═══ Provided records ═══

PR #173, opened 2017-10-24
Ipywidgets error

RemiLehe:
Currently openPMD-viewer prints an (ugly-looking) message whenever ipywidgets is not installed. This is a bit superfluous, since openPMD-viewer can be used for scripting or other non-jupyter uses, and since in this case, the error message is unneeded.

This pull request modifies the code so that an error message is printed only if the user attempts to call the `slider` method.

### DIFF
--- a/opmd_viewer/openpmd_timeseries/interactive.py
+++ b/opmd_viewer/openpmd_timeseries/interactive.py
@@ -8,14 +8,17 @@ Copyright 2015-2016, openPMD-viewer contributors
 Authors: Remi Lehe, Axel Huebl
 License: 3-Clause-BSD-LBNL
 """
-
-from ipywidgets import widgets, __version__
-from IPython.core.display import display, clear_output
 import math
-import matplotlib
-import matplotlib.pyplot as plt
 from functools import partial
-ipywidgets_version = int(__version__[0])
+try:
+    from ipywidgets import widgets, __version__
+    ipywidgets_version = int(__version__[0])
+    from IPython.core.display import display, clear_output
+    import matplotlib
+    import matplotlib.pyplot as plt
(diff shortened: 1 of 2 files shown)


opmd_viewer/openpmd_timeseries/interactive/__init__.py
```diff
@@ -0,0 +1,22 @@
...
+# This parent class defines the method `slider` ; if the dependencies are
+# unavailable, an error message will be returned.
+
+try:
+    # Check wether the interactive interface can be loaded
+    from .interactive import InteractiveViewer
+except ImportError:
+    # Otherwise, create a dummy class which returns an error message
+    # when the method `slider` is called.
+    class InteractiveViewer(object):
```
ax3l: that an ok-ish work-around but one could keep the implementation of the "fallback" `InteractiveViewer` class in `interactive.py` and implement the `try-except` case there. this avoids taking the signature of the class out to the places where it is used

RemiLehe:
Good point! I'll modify the PR.

RemiLehe:
Ready for review again.

opmd_viewer/openpmd_timeseries/interactive.py
```diff
@@ -40,6 +43,11 @@ def slider(self, figsize=(6, 5),
         kw: dict
             Extra arguments to pass to matplotlib's imshow
         """
+        # Check that the dependencies have been installed
+        if not dependencies_installed:
```
ax3l: instead of defining a global one could also just try to access, e.g. `widgets` here and re-through the own error if it fails.

ax3l:
ah actually it's fine, imho :)

Issue #175, opened 2017-11-06
invisible 'active' checkbox


hightower8083:
Hi Remi

I've got an invisible 'active' checkbox in Firefox (in a fresh installation of Debian stretch with conda3)
The bug appears to be sensitive to two things
- the fact that checkbox is included into widgets.HBox
- the width fixed

I've got it fix by doing the following modif (for example in to_container of ColorBarSelector class)

```python
        # Set the widget dimensions
#        set_widget_dimensions( self.active, width=20 )
        set_widget_dimensions( self.low_bound, width=60 )
        set_widget_dimensions( self.up_bound, width=60 )
        set_widget_dimensions( self.exponent, width=45 )
        set_widget_dimensions( self.cmap, width=200 )
        # Gather the different widgets on two lines 
        cmap_container = widgets.HBox( children=[  
            widgets.HTML( "<b>Colorbar:</b>"), self.cmap ])
        if ipywidgets_version > 4:
            # For newer version of ipywidgets: add the "x10^" on same line
            range_container = widgets.HBox( children=[             
                add_description("from", self.low_bound, width=30 ),
                add_description("to", self.up_bound, width=20 ),  
                add_description("x 10^", self.exponent, width=45 ) ] )
            final_container = widgets.VBox( 
                children=[ cmap_container, range_container, active_container, self.active ])
```

in my case, such was needed for all other to_container methods.
The result looks like this -- is not too ugly, so if you wish i could PR this or you may find some elegant solution

![opmd_ntbk_bugfix](https://user-images.githubusercontent.com/22051570/32431091-ae05f714-c2da-11e7-835e-4c4584f04339.png)

RemiLehe:
Hey, thanks a lot for reporting this issue!
Could you let me know which version of `jupyter` and `ipywidgets` you have? I'll try to reproduce the issue.

Commenting out the `set_widget_dimensions( self.active, width=20 )` could be solution, but it would  maybe be problematic for other version of `ipywidgets` (for some versions, the layout of the widgets is quite different, and this is why I impose a set width.)

hightower8083:
right, forgot to type the versions:
`ipython` 6.1.0
`ipywidgets` 7.0.0
`jupyter` 1.0.0 (client 5.1.0)
`mozilla firefox ESR` 52.4.0 (doubt its relevant)

Its true that the way `pywidgets` develops is rather messy -- i've also had few widgets-based little apps which started to behave weird after upgrades..

[...]

Issue #174, opened 2017-10-24
Slider vanishing with Jupyter 5.2.0


n01r:
I recently upgraded my Jupyter to kernel version 5.2.0 to use some nifty `nbextensions`. When I tried to use the openPMD slider again, at first, everything was shown normally but as soon as I picked a time step only the plots were shown but the slider widget had vanished.

I'm using Python 3.4.3 and Jupyter 5.2.0.

RemiLehe:
Thanks for reporting this! Could you check which ipywidgets version you have?

n01r:
Sure! I have version 7.0.2.

RemiLehe:
OK. Could you try typing, in a terminal: 
```
jupyter nbextension enable --py widgetsnbextension
```
and then restarting your notebook?

n01r:
Didn't work ^^; same behavior

RemiLehe:
Yes, sorry I misunderstood your issue. I can now reproduce the issue that you have.
I'll let you know once I find a solution.

In the meanwhile, I think that downgrading to ipywidgets 6 would fix your issue.

RemiLehe:
Or another option is to use `%matplotlib` or `%matplotlib notebook` intead of `%matplotlib inline`

n01r:
Thanks! Well, using `%matplotlib notebook` already fixes it so the solution to this it not time-critical. :+1:

RemiLehe:
The new version of openPMD-viewer will now issue a warning in this configuration (see PR #176).

To answer one of @ax3l's questions: the disappearance of the `slider` is explained by the [release note of ipywidgets 7](https://ipywidgets.readthedocs.io/en/stable/changelog.html):
```
Widgets are now displayed in the output area in the classic notebook and are treated as any other output. This allows the widgets to work more naturally with other cell output. To delete a widget, clear the output from the cell. Output from functions triggered by a widget view is appended to the output area that contains the widget view. This means that printed text will be appended to the output, and calling clear_output() will delete the entire output, including the widget view.
```
In the case of `openPMD-viewer`, when the user had `%matplotlib inline`, the plots are appended to the output area (resulting, by default, in more and more plots stacking in the output area, as the user uses the slider). In order to avoid this stacking, `openPMD-viewer` calls `clear_output` in this case. With previous versions of `ipywidgets`, this only cleared the plots (to make room for new plots), but now with `ipywidgets 7` the slider also gets cleared.

[...]

PR #176, opened 2017-11-07
Support for ipywidget 7

RemiLehe:
This pull request modifies the slider so as to have better behavior with ipywidgets 7.

In particular:
- A user warning is issued when `ipywidgets 7` is used in conjunction with `%matplotlib inline` (see issue #174).
- The size of the `ToggleButtons` which contain the name of fields and particle quantities is adjusted to the length of the name (this feature was removed with `ipywidgets 6`, but reintroduced in `ipywidgets 7` if the code specifically asks for it)
- The `CheckBox` is corrected so that it displays correctly (see issue #175)

Here is how the `slider` looks like with `ipywidgets 7`:
screen shot 2017-11-07 at 2 48 21 pm

### DIFF
--- a/opmd_viewer/openpmd_timeseries/interactive.py
+++ b/opmd_viewer/openpmd_timeseries/interactive.py
@@ -667,7 +667,7 @@ class ParticleSelectWidget(object):
         self.n_rules = n_rules
 
         # Create widgets that determines whether the rule is used
-        self.active = [widgets.Checkbox(value=False)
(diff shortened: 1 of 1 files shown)


soerenjalas:
Thanks for the PR. I fine with merging if Axel has no objections.

ax3l:
I will still merge this for now, my questions can be addressed in a follow-up PR if needed

PR #179, opened 2017-11-09
Remove matplotlib dependency from LpaDiagnostics addon

### LINKED ISSUE #178: LpaDiagnostic still depends on matplotlib
While PR #172 removed the dependency on `matplotlib`, the `LpaDiagnostic` still depends on `matplotlib`. This should be corrected by using the same technique as in PR #172

soerenjalas:
Close #178. On import it is now checked if mpl is installed. If plots are requested without matplotlib being installed a runtime error is thrown just like in the plotter class. 

I hope its fine that my branch is based on the current master, if not I will redo the changes with the dev branch.


RemiLehe:
Great! Thanks a lot for this PR!
Actually, it is good that you are doing from master, since apparently some previous commits were missing on `dev`.

opmd_viewer/addons/pic/lpa_diagnostics.py
```diff
@@ -281,12 +287,12 @@ def get_emittance( self, t=None, iteration=None, species=None,
         # Calculate the necessary RMS values
         x *= 1.e-6
         y *= 1.e-6
-        xsq = np.average( x ** 2, weights=w )
-        ysq = np.average( y ** 2, weights=w )
-        uxsq = np.average( ux ** 2, weights=w )
-        uysq = np.average( uy ** 2, weights=w )
-        xux = np.average( x * ux, weights=w )
-        yuy = np.average( y * uy, weights=w )
+        xsq = w_ave( x ** 2, weights=w )
```
ax3l: note: usually, ppl shorten average with `avg` ;)

PR #181, opened 2017-11-21
Generalize the code to handle files containing different geometries

RemiLehe:
@caozigao recently pointed out that the `openPMD-viewer` does not work properly when a file contains different geometries (e.g. 2d fields and 3d fields). (Btw, thanks for reporting the issue!)

This pull request generalizes the code so as to fix this issue. I tested the code with the example created by [this script](https://github.com/openPMD/openPMD-validator/blob/fix_example/createExamples_h5.py), which contains both cylindrical and 2d fields.

Here is a summary of the changes in this PR:
- The attributes `self.geometry` and `self.available_circ_modes`, etc. have been replaced by `self.fields_metadata` which contains this information **for each field**. This is then used in `get_field`, retrieving the relevant metadata **for the field that the user requests**.
- The attribute `self.avail_fields` used to be a dictionary, showing whether a given field is a vector or a scalar. This information is now moved to `self.fields_metadata`, and instead `self.avail_fields` is simply a list of the available fields.
- I also added an attribute `self.avail_geom` which lists all geometries in the present file. This convenient when creating the slider.
- One difficulty was the anti-aliasing code (see PR #132). There, to avoid aliasing when doing particle histograms, we were using information of the grid to choose the histogram bin size. However, when different geometries are used in the same file, it is unclear which grid information to use. To keep the code simple, I made the choice of picking the grid with the highest dimension (e.g. 3d rather than 2d, when available).
- I also updated the slider, so that the relevant buttons appear for files that contain different geometries. Some of the buttons even activate/deactivate depending on the geometry of the requested field (but not all, though: for instance the radial field component `r` is still available for cartesian fields, if the file also contains radial fields... This could be fixed in a future PR.)

### DIFF
--- a/opmd_viewer/openpmd_timeseries/data_reader/field_reader.py
+++ b/opmd_viewer/openpmd_timeseries/data_reader/field_reader.py
@@ -329,9 +329,9 @@ def get_grid_parameters( dfile, avail_fields, metadata ):
     # (This function is for the purpose of histogramming the particles;
     # in this case, the highest dimensionality ensures that more particle
     # quantities can be properly histogrammed.)
-    geometry_ranking = {'1dcartesian':0, '2dcartesian':1,
-                        'thetaMode':2, '3dcartesian':3}
-    fields_ranking = [ geometry_ranking[ metadata[field]['geometry'] ] \
+    geometry_ranking = {'1dcartesian': 0, '2dcartesian': 1,
+                        'thetaMode': 2, '3dcartesian': 3}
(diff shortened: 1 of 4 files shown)


ax3l:
That's a very good aspect and similar to a question we had before about mixed mesh records in the same file: https://github.com/openPMD/openPMD-standard/issues/128

The standard does not forbid those and until know we left it open to data readers if they support multiple layouts (shapes & geometries). This PR is super useful!

PR #182, opened 2017-12-02
Tutorials: Binder

ax3l:
Enables [Binder](https://mybinder.org/v2/gh/ax3l/openPMD-viewer/topic-binder?filepath=tutorials%2F) support for our tutorials.

With binder, our users can quickly expore the features of openPMD-viewer online - without the need to install anything. It's just amazing.

### DIFF
--- a/README.md
+++ b/README.md
@@ -3,6 +3,7 @@
 [![Build Status master](https://img.shields.io/travis/openPMD/openPMD-viewer/master.svg?label=master)](https://travis-ci.org/openPMD/openPMD-viewer/branches)
 [![Build Status dev](https://img.shields.io/travis/openPMD/openPMD-viewer/dev.svg?label=dev)](https://travis-ci.org/openPMD/openPMD-viewer/branches)
 [![pypi version](https://img.shields.io/pypi/v/openPMD-viewer.svg)](https://pypi.python.org/pypi/openPMD-viewer)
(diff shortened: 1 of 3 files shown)


README.md
```diff
@@ -23,9 +24,12 @@ visualize the data.
 
 ### Tutorials
 
-The notebooks in the folder `tutorials/` demonstrate how to use both
-the API and the interactive GUI. You can view these notebooks online
-[here](https://github.com/openPMD/openPMD-viewer/tree/master/tutorials).
```
RemiLehe: I would still keep the paragraph
```
The notebooks in the folder `tutorials/` demonstrate how to use both
the API and the interactive GUI. You can view these notebooks online
[here](https://github.com/openPMD/openPMD-viewer/tree/master/tutorials).
``` 
and only add the paragraph
```
Alternatively you can even [run this tutorials online](https://mybinder.org/v2/gh/openPMD/openPMD-viewer/master?filepath=tutorials%2F)!
```
The main reason is that, in my experience, Binder is often down, (see e.g. [here](https://github.com/binder-project/binder/issues/95)) and so the user should have an easy way to still see the tutorials if this happens.

ax3l: good point, updated the PR accordingly.

RemiLehe:
Thanks for updating the PR!

PR #183, opened 2017-12-02
Slider figure

RemiLehe:
When using `%matplotlib figure`, it is often needed to explicitly pass the figure number through the slider (otherwise the figure that gets updated is often at a completely different position in the notebook). 

However, when recreating/updating a slider, rerunning the cell that created it resets the figure number. This pull request allows the user to pass the figure number directly in the `slider` call instead (see the tutorial example).

I also updated the tutorial, so that `%matplotlib notebook` is used. This is because `%matplotlib inline` does not work well with the latest version of `ipywidgets` (see https://github.com/openPMD/openPMD-viewer/pull/176)

### DIFF
--- a/tutorials/3_Introduction-to-the-GUI.ipynb
+++ b/tutorials/3_Introduction-to-the-GUI.ipynb
@@ -19,10 +19,8 @@
   },
   {
    "cell_type": "code",
-   "execution_count": 1,
-   "metadata": {
-    "collapsed": false
-   },
+   "execution_count": null,
+   "metadata": {},
    "outputs": [],
    "source": [
     "import os, sys, tarfile, wget\n",
@@ -51,13 +49,11 @@
   },
   {
    "cell_type": "code",
-   "execution_count": 2,
-   "metadata": {
-    "collapsed": false
-   },
+   "execution_count": null,
+   "metadata": {},
    "outputs": [],
    "source": [
-    "%matplotlib inline"
+    "%matplotlib notebook"
    ]
   },
   {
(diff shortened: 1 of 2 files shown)


ax3l:
Ah that is fantastic, I had this issue with follow-up plots for quite some time. Good you also change the default mpl in the tutorials.

tutorials/3_Introduction-to-the-GUI.ipynb
```diff
@@ -51,13 +49,11 @@
...
-   "execution_count": 2,
-   "metadata": {
-    "collapsed": false
-   },
+   "execution_count": null,
+   "metadata": {},
    "outputs": [],
    "source": [
-    "%matplotlib inline"
+    "%matplotlib notebook"
```
ax3l: @RemiLehe can you update this in all `.ipynb` files inside `tutorials/` please for consistency?

RemiLehe: I agree this would be more consistent, but it would complicate the other notebooks I think.

The reason is that many of the tutorials feature plots, which are shown just below the command that generated them. If I used `%matplotlib notebook`, this would no longer be the case, unless I add a `plt.figure(<new_number>)` before each command. However, I feel that this would make the notebook less readable.

Thus, would you be okay with keeping `inline` in these other notebooks.

ax3l: I understand, but wouldn't explicit figures instead of implicit figure assignment make sense in general? I see many people using the slider or some plots from the other APIs and own-read data together in the same notebook and using `%matplotlib notebook` as the default. This often leads to very confusing re-plots in figures they did not expect (because we don't show them the concept of figures).

PR #185, opened 2018-01-04
Implement Cloud-In-Cell deposition (i.e. linear weights) for histogramming

RemiLehe:
In `openPMD-viewer`, the particles are plotted through histograms. However, when particles are evenly-spaced, the histograms can have aliasing effects if the bin size is not a multiple of the spacing between particles. Currently, `openPMD-viewer` avoids this effect by choosing a bin size which is a multiple of the grid spacing. (see [PR #132](https://github.com/openPMD/openPMD-viewer/pull/132))

However, the information about grid spacing is not always available (e.g. if the fields data is not written in the openPMD file). In addition, the spacing between particles does not always align with the grid. 

For these reasons, this PR implements Cloud-In-Cell histogramming (as opposed to Nearest-Grid-Point histogramming), since this strongly reduces the aliasing effect, even when the grid spacing is not "matched" to the particle spacing. 

In practice, this PR adds the option `histogram_deposition` for the `get_particle` method. If `histogram_deposition` is set to `ngp`, then the code uses `numpy`'s `histogram` function (which is equivalent to the current `dev` branch). If `histogram_deposition` is set to `cic` (which is now the default), the code uses a custom-written cython function. I had to use a cython function because `numpy` does not have an available method for CIC deposition.

Here are is the comparison of 1D NGP and CIC histogramming for evenly-spaced particles (the position of the particles is represented by red dots.)
histogram_1d

Here is a 2D comparison
histogram_2d

Many thanks to @jlvay for suggesting to implement this feature!

### DIFF
--- a/opmd_viewer/openpmd_timeseries/plotter.py
+++ b/opmd_viewer/openpmd_timeseries/plotter.py
@@ -8,6 +8,7 @@ Copyright 2015-2016, openPMD-viewer contributors
 Author: Remi Lehe
 License: 3-Clause-BSD-LBNL
 """
+import numpy as np
 try:
     import warnings
     import matplotlib
@@ -76,7 +77,7 @@ class Plotter(object):
            Extent of the histogram
 
         **kw : dict, otional
-           Additional options to be passed to matplotlib's hist
+           Additional options to be passed to matplotlib's bar function
         """
         # Check if matplotlib is available
         check_matplotlib()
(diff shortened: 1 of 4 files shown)


opmd_viewer/openpmd_timeseries/plotter.py
```diff
@@ -8,13 +8,19 @@
...
+import numpy as np
 try:
     import warnings
     import matplotlib
     import matplotlib.pyplot as plt
     matplotlib_installed = True
 except ImportError:
     matplotlib_installed = False
+try:
+    from .cython_function import histogram_cic_1d, histogram_cic_2d
```
ax3l: just FYI on the risks of `try import` of `Cython` without using the import during the try block: https://github.com/pypa/setuptools/issues/1229

RemiLehe:
Thanks for the advice. I updated the `setup.py` accordingly.

PR #187, opened 2018-02-06
Close #186: Adapt the code for openPMD 1.1.0

### LINKED ISSUE #186: Implement optional particle and mesh path
See https://github.com/openPMD/openPMD-standard/pull/171#pullrequestreview-90887938

RemiLehe:
In openPMD 1.1.0, the `meshesPath` and `particlesPath` are optional (indicating that there are no fields/particles, if these attributes are not set).

This adapts the viewer, so that it does not fail when this is the case. 

Note that, with this pull request, the current version of the `openPMD-viewer` can read both openPMD 1.0 and openPMD 1.1.


RemiLehe:
Note: I tested this with files writtten by Warp, using an updated version that writes openPMD 1.1.

PR #188, opened 2018-02-06
Adapt the code for openPMD 1.1.0

RemiLehe:
In openPMD 1.1.0, the meshesPath and particlesPath are optional (indicating that there are no fields/particles, if these attributes are not set).

This adapts the viewer, so that it does not fail when this is the case.

Note that, with this pull request, the current version of the openPMD-viewer can read both openPMD 1.0 and openPMD 1.1.

### DIFF
--- a/opmd_viewer/openpmd_timeseries/data_reader/params_reader.py
+++ b/opmd_viewer/openpmd_timeseries/data_reader/params_reader.py
@@ -67,8 +67,12 @@ def read_openPMD_params(filename, extract_parameters=True):
             params['extensions'].append(extension)
 
     # Find out whether fields are present and extract their metadata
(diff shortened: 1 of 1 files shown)


opmd_viewer/openpmd_timeseries/data_reader/params_reader.py
```diff
@@ -67,8 +67,13 @@ def read_openPMD_params(filename, extract_parameters=True):
             params['extensions'].append(extension)
 
     # Find out whether fields are present and extract their metadata
-    meshes_path = f.attrs['meshesPath'].decode().strip('/')
-    if meshes_path in bpath.keys():
+    # Find out whether fields are present
```
ax3l: doubled comment line?

PR #724, opened 2022-01-06
Missing alternative names for GB and US

dima4p:


pmor:
Thanks for the PR!

Could you please remove the changes to `Rakefile` and `lib/countries/cache/countries.json`? 
We regenerate the cache before a new release, otherwise it's a constant source of merge conflicts, and the Rakefile change appears to be unrelated to this PR.

dima4p:
> Could you please remove the changes to `Rakefile` and `lib/countries/cache/countries.json`? We regenerate the cache before a new release, otherwise it's a constant source of merge conflicts, and the Rakefile change appears to be unrelated to this PR.

With `lib/countries/cache/countries.json` it is clear, but what is wrong with  `Rakefile`? The change is to keep the order of the keys in `lib/countries/cache/countries.json`.

pmor:
Ok, the Rakefile change makes sense, but please see https://github.com/countries/countries#please-do-not-submit-pull-requests-on-cache regarding `lib/countries/cache/countries.json`

dima4p:
Additionally, reverting `lib/countries/cache/countries.json` breaks the specs…

PR #730, opened 2022-01-07
add VAT for Israel and Saudi Arabia

Venca24:
Adds 17 % VAT rate for Israel and 15 % for Saudi Arabia.

Sources:
- https://www.haaretz.com/israel-news/business/.premium-value-added-tax-is-down-as-of-today-but-its-not-out-1.5404351
- https://www.bbc.com/news/business-52612785


pmor:
Thanks for the PR!

PR #734, opened 2022-01-11
Update postal code regexes from rake task

cover:
A couple of postal code regexes got recently updated (fetched from `rake postal_codes:update`)

The diff for Israel shows that it's removed, but that's because it was duplicated (line 47-48 in the `IL.yaml` file)


pmor:
Well spotted, thanks!

PR #742, opened 2022-03-14
update i18n_data

bonekost:


afdev82:
Any news on this?
Could we relax the dependency on `i18n_data` to avoid to change every time the minor version?
Something like that maybe:

```
gem.add_dependency('i18n_data', '< 1')
```

pmor:
I'll try to release this later today. I'd rather not relax the dependency, because we've had bad data from the `salsa` repo get into `i18n_data` and then into our translations

afdev82:
OK, thanks.

I thought that probably there was a reason to not relax the dependency, thank you for the explanation.

PR #747, opened 2022-04-05
Added subdivision_names_with_codes method in documentation

arymoraes:
I added the `subdivision_with_names_with_codes` method to the documentation with a small example of the output since I thought it might be useful to know it exists.


pmor:
Thanks!

PR #748, opened 2022-04-18
Corrected Portuguese subdivision names

FilipaDurao:
Corrected the Portuguese translation of the Portuguese subdivisions.

The "Distrito de" before the district name was inconsistent (only appeared in some of the districts) and is unnecessary and redundant.


GuilhermeSousa95:
@pmor Would it be possible to merge this PR ? It correctly fixes inconsistencies regarding regions and districts of Portugal.

PR #763, opened 2022-07-15
Add an alternative name for USVI lookup

tadejm:
Looking up for an address in Virgin Islands US using Google Maps API responds with U.S. Virgin Islands as the country name:
    
```json
{
  "long_name" : "U.S. Virgin Islands",
  "short_name" : "VI",
  "types" : [ "country", "political" ]
},
```

CleanShot 2022-07-15 at 11 53 12@2x
 
This country name isn't specified as an unofficial name so lookup fails:
    
```ruby
[1] pry(main)> IS
O3166::Country.find_country_by_any_name("U.S. Virgin Islands")
=> nil
```


pmor:
Thanks for the PR!

PR #767, opened 2022-08-28
Replace sixarm_ruby_unaccent with unaccent

jonian:
This replaces [sixarm_ruby_unaccent](https://github.com/SixArm/sixarm_ruby_unaccent) with [unaccent](https://github.com/hardpixel/unaccent) (Disclaimer: I'm the author of unaccent). Unaccent uses the same accentmap as sixarm_ruby_unaccent so there will be not differences in the final output.

What it does differently is to auto-load the accentmap and use gsub to replace the accented characters. This results in faster conversions and less memory usage as you can see [here](https://github.com/hardpixel/unaccent#benchmark). Also the string extension is optional.

### DIFF
--- a/countries.gemspec
+++ b/countries.gemspec
@@ -23,7 +23,7 @@ Gem::Specification.new do |gem|
 
   gem.required_ruby_version = '>= 2.7'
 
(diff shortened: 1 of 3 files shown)


pmor:
Thanks for PR!

PR #779, opened 2022-11-12
Remove "Province of China" from Taiwan's short name

kevinluo201:
That's just not the fact at all : )

### DIFF
--- a/lib/countries/data/countries/TW.yaml
+++ b/lib/countries/data/countries/TW.yaml
@@ -28,7 +28,7 @@ TW:
   international_prefix: "002"
   ioc: TPE
   iso_long_name: The Republic of China
-  iso_short_name: Taiwan, Province of China
+  iso_short_name: Taiwan
   languages_official:
     - zh
   languages_spoken:


kevinluo201:
Please also check out [https://github.com/countries/countries/pull/29](https://github.com/countries/countries/pull/29)

pmor:
Thanks for the PR, but I'm going to have to reject it.

This gem has (for several years, as far as I know) stuck to a policy of being based on ISO3166 data in matters of country names and other issues, such as the independence of Kosovo.

Regardless of what the commonly used name of Taiwan is today, the fact is ISO3166 defines the official short name as  `Taiwan (Province of China)`  - https://www.iso.org/obp/ui/#iso:code:3166:TW

I suggest you use the `#common_name` method instead, since that will return the commonly used country names in English, instead of the ISO names. (eg, `Taiwan` instead of `Taiwan (Province of China)`, or `United Kingdom` instead of `United Kingdom of Great Britain and Northern Ireland`)

PR #781, opened 2022-11-30
Document how to get country codes (alpha2) [ci skip]

jean-francois-labbe:
It took me some time to figure out how to get an array of country codes. 
So I'd rather make it visible. 
My use case: I want to validate a country code user input against `ISO3166::Country.codes`.

Country codes are also called alpha2 in the documentation. This made it harder to find that the `ISO3166::Country.codes` method actually returns alpha2.


pmor:
Thanks for the PR!

PR #794, opened 2023-02-14
fix: RUP are part of the European Union

btrd:
Source https://fr.wikipedia.org/wiki/R%C3%A9gion_ultrap%C3%A9riph%C3%A9rique

It seems there is no English page about this on Wikipedia :/


btrd:
Also only some of them have a ISO3166 code. Don't hesitate to tell me if I can help in any way.

pmor:
FYI, I'm creating a new branch to integrate your PR with some additional work to better deal with these territories

PR #804, opened 2023-05-17
Add Japanese translation to subdivisions data

shucream-p:
Added Japanese translation to some subdivisions data files.


pmor:
Thanks for the PR! ❤️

═══

» **Problem**
Check each line of the data for "often". Copy the lines where it turns up.

» **Exercise output**
The main reason is that, in my experience, Binder is often down, (see e.g. [here](https://github.com/binder-project/binder/issues/95)) and so the user should have an easy way to still see the tutorials if this happens.
When using `%matplotlib figure`, it is often needed to explicitly pass the figure number through the slider (otherwise the figure that gets updated is often at a completely different position in the notebook). 
ax3l: I understand, but wouldn't explicit figures instead of implicit figure assignment make sense in general? I see many people using the slider or some plots from the other APIs and own-read data together in the same notebook and using `%matplotlib notebook` as the default. This often leads to very confusing re-plots in figures they did not expect (because we don't show them the concept of figures).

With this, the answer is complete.